Protection of sensitive data

Dacki · ‎03-19-2024

Hello everyone !

I have several products on my servicenow platform (ITSM, SPM, etc...).
To secure the company's sensitive data, I would like to know if the different products are compartmentalized and separated. For example, ITSM users with ITSM roles cannot see SPM objects and tables, and vice versa.
How can I technically check this without testing by role and by table?
There's also the question of cross-functional tables such as the users table.

Do you have any idea how I can verify the strict separation between products and the confidentiality and security of sensitive data?
Perhaps "Data privacy", ACL.... are part of the solution?

Thank you in advance for your feedback.

Daniel Borkowi1 · ‎03-20-2024

Hi @Dacki,

as Platform Administrator I'm also interested what other uses for automated regular ACL Assessments, so I will follow this thread.

Two apps can help to verify Access on tables:

First you can use to check users and their access.

The Second App helps to understand changes made for users, groups, roles, and ACLs. But both are not directly what you are looking for.

Greets
Daniel

Please mark reply as Helpful/Correct, if applicable. Thanks!

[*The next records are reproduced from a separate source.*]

PR #392, opened 2018-02-18
Add addError(String messageId, int c) method

sideshowbarker:
This change adds an `addError(String messageId, int c)` method. The
intent of it is for cases like the “illegal character” error, to cite
the offending character in the error message.

So this change also updates the `illegal.character` message property to
add a message argument to it, and updates the `illegal.character` error
call sites to use the `addError(String messageId, int c)` method.

Thus the method expects to be called with a character value for the `c`
int arg, and makes a string from it by first casting that int to a char.

### DIFF
--- a/src/org/mozilla/javascript/Parser.java
+++ b/src/org/mozilla/javascript/Parser.java
@@ -237,6 +237,12 @@ public class Parser
                  ts.tokenEnd - ts.tokenBeg);
     }
 
+    void addError(String messageId, int c) {
+        String messageArg = Character.toString ((char) c);
+        addError(messageId, messageArg, ts.tokenBeg,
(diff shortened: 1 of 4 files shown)


gbrail:
I would love to see more tests for the parser. (There are some in ParserTest.java.) Would it be possible to add a simple test case for this?

sideshowbarker:
> Would it be possible to add a simple test case for this?

Yup — will try to write one up asap and get it added on this PR branch

sideshowbarker:
>  Would it be possible to add a simple test case for this?

Added in 715eaaa and passing when running `./gradlew -Dtest.single=ParserTest test`

gbrail:
Thanks for doing this!

Issue #1189, opened 2022-02-23
regexp hangs forever


dvega:
This code hangs forever (or is incredible slow). Tested in Rhino 1.7.14

```js
var aregex = /^[A-Z]+\.([A-Z]+)*$/;
aregex.test('HOTMAIL.COMMARIAJOSEPANCHOMORMARIAJOSEPANCHOMORA@HOTMAIL.COM')
```

Also the regexp code is non-interruptible. Please add `if (Thread.interrupted()) ...` to the regexp evaluation loop

p-bakker:
Hi, 

Its unfortunate that you ran into this. Tested this in Chrome and also quite slow there. Think this is just a limitation of many regex implementations out there, see https://v8.dev/blog/non-backtracking-regexp for an explanation of the problem/challenge.

As for your request for adding the `if (Thread.interrupted())` call: if you can provide a PR for it, it can be looked at

tuchida:
https://github.com/makenowjust-labs/recheck
I have not tried it, but it seems that time-consuming RegExp can be detected by such a library.

blutorange:
In general, JavaScript regexp are powerful enough that there will always be some that are very slow, even in browsers. For example:

```
regexp: (.*){1,32000}[bc]
input: aaaaaaaaaaaaaaaaaaaaaaaaaaaaaaaaaaaaaaaaaaa
```

(If you try this in Chrome dev tools, be prepared to kill the browser tab)

We are currently still using Rhino to run JavaScript regexps, in order to perform server validation of some client side browser code.

Until now we started a separate thread and used the deprecated `Thread#stop` method to kill the thread if it did not complete within a certain timeout (as that is the only way to kill unresponsive threads).

Somewhere between Java 17 and 21, `Thead#stop` was changed not to work anymore and just throw a `UnsupportedOperationException`.

As such, a way to interrupt long running regexp would definitely be great. I'll try and clone this repo locally to see if the check for Thread.interrupted would work.

PR #1440, opened 2024-01-17
Make regexp execution loop interruptible #1189

blutorange:
#1189

Uses `Thread.currentThread.isInterrupted()` so that the interruption flag remains set to true, we only terminate the RegExp evaluation loop, but other (potentially third-party calling) code may still have to check for the interrupted flag to stop its execution as well.

I also added a test with a long-running regexp that fails without the interrupt check.

Perhaps it would have been better to throw an `InterruptedException`, but that would require changing the signature of many methods.

### DIFF
--- a/src/org/mozilla/javascript/regexp/NativeRegExp.java
+++ b/src/org/mozilla/javascript/regexp/NativeRegExp.java
@@ -1878,6 +1878,9 @@ public class NativeRegExp extends IdScriptableObject {
 
         for (; ; ) {
 
+            if (Thread.currentThread().isInterrupted()) {
+                throw new RuntimeException("Received interrupt while executing regexp");
+            }
             if (reopIsSimple(op)) {
                 int match = simpleMatch(gData, input, op, program, pc, end, true);
                 result = match >= 0;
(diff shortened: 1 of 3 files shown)


gbrail:
Can I suggest another way to implement this that could help solve your problem, but do it without adding code for people who don't need that extra check?

The Context class has a methods called "setInstructionObserverThreshold." When set, the interpreter or the generated bytecode will call a method on the ContextFactory (which you implement using inheritance) whenever N instructions are executed. You can have this method be implemented to check for thread interruption if that's what works best for you.

The thing you'd do in this case, then, would be to add a call to ScriptRuntime.addInstructionCount on every iteration of that top-level loop in the regex. (I'd suggest just calling each trip through that loop as, I don't know, let's say 10 "instructions," but it could be a different value.)

I think this would be more general than just checking for interruption in that loop, and means that you can use the same mechanism to check for long-running regexps as what we already have for checking for long-running code in general.

blutorange:
`ScriptRuntime.addInstructionCount` works just as well, and yeah, that seems like a solution that integrates better into the existing mechanism. I used `5` for the instruction count. A regexp like `/(.*){1,32000[bc]/.test("aaaaaaaaaaaaaaaaaaaaaaa");` takes a split second in browsers to execute (and a few seconds in rhino) and is enough to reach a quota of `Integer.MAX_VALUE`

gbrail:
Thanks for that -- it seems to be fine!

PR #1448, opened 2024-02-21
(Partial) implementation of `[Symbol.species]`

andreabergia:
This PR does:

- add `[Symbol.species]` to various built-in objects, as required by the spec:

View solution in original post

Ed Laar · ‎03-20-2024

Hi Dacki,

As far as I know data separation within an instance is realized by ACL's that are related to roles that are related to users or more ideal roles that are related to (role) groups. A user is a member of one or more groups and with that are granted to those roles and with that access rights and more are granted to the user.
OOB separations are done within products especially regarding for example CMDB and AMDB where not everyone can do everything in the related tables.

Foundation data tables like users and locations are commonly used throughout the system. This means that (almost) everyone should be able to select a user or a location but this does/ should not automatically mean that doing this all information about a user or location becomes visible for everyone.

Suggestion here is to consider minimal information that should be visible to do the users job (for example what info is needed to select a user in an Incident what can be very different on the user information that is needed to register an Asset) and tune the applicable ACL's on this.

Hope this helps.

Cheers,

Ed

WayneOdom · ‎03-20-2024

We have explored trying to ensure compartmentalization of access numerous times to tightly restrict certain data. We've worked with ServiceNow multiple times on this, the customer outcomes team(consultants), and other partners. It always comes own to ACL's and analyzing the visibility of the data from a user persona perspective. As Daniel pointed out, there are tools that help this, but they're not exactly what you want and you always have to go back and re-check the roles and groups. For instance, ServiceNow might make changes to roles on the upgrade of a product.(We recently experienced this) Now the way we detected the role change may interest you. Automated Test Framework. We use it to test catalog items on upgrades and it detected that people lost access ot certain data. We've talked about using it to detect access to the data we want to restrict on a persona basis.(basically contractors can't see it in our system)

Another option we didn't fully vet out was use of a scope application which would tightly control access to the data. But that doesn't sound relevant to your case as described.

Brenda Williams · ‎03-20-2024

Wayne,

Do you recommend any particular consultant that you have worked with in the past for this? We are looking at doing an assessment as well? Which roles were you impacted on during an upgrade and what version? We struggle with how many roles are actually embedded into other roles especially the itil.

Dacki · ‎03-21-2024

Hi Wayne,

You said that you struggle with how many roles are actually embedded into other roles especially the itil. We have exactly the same type of question.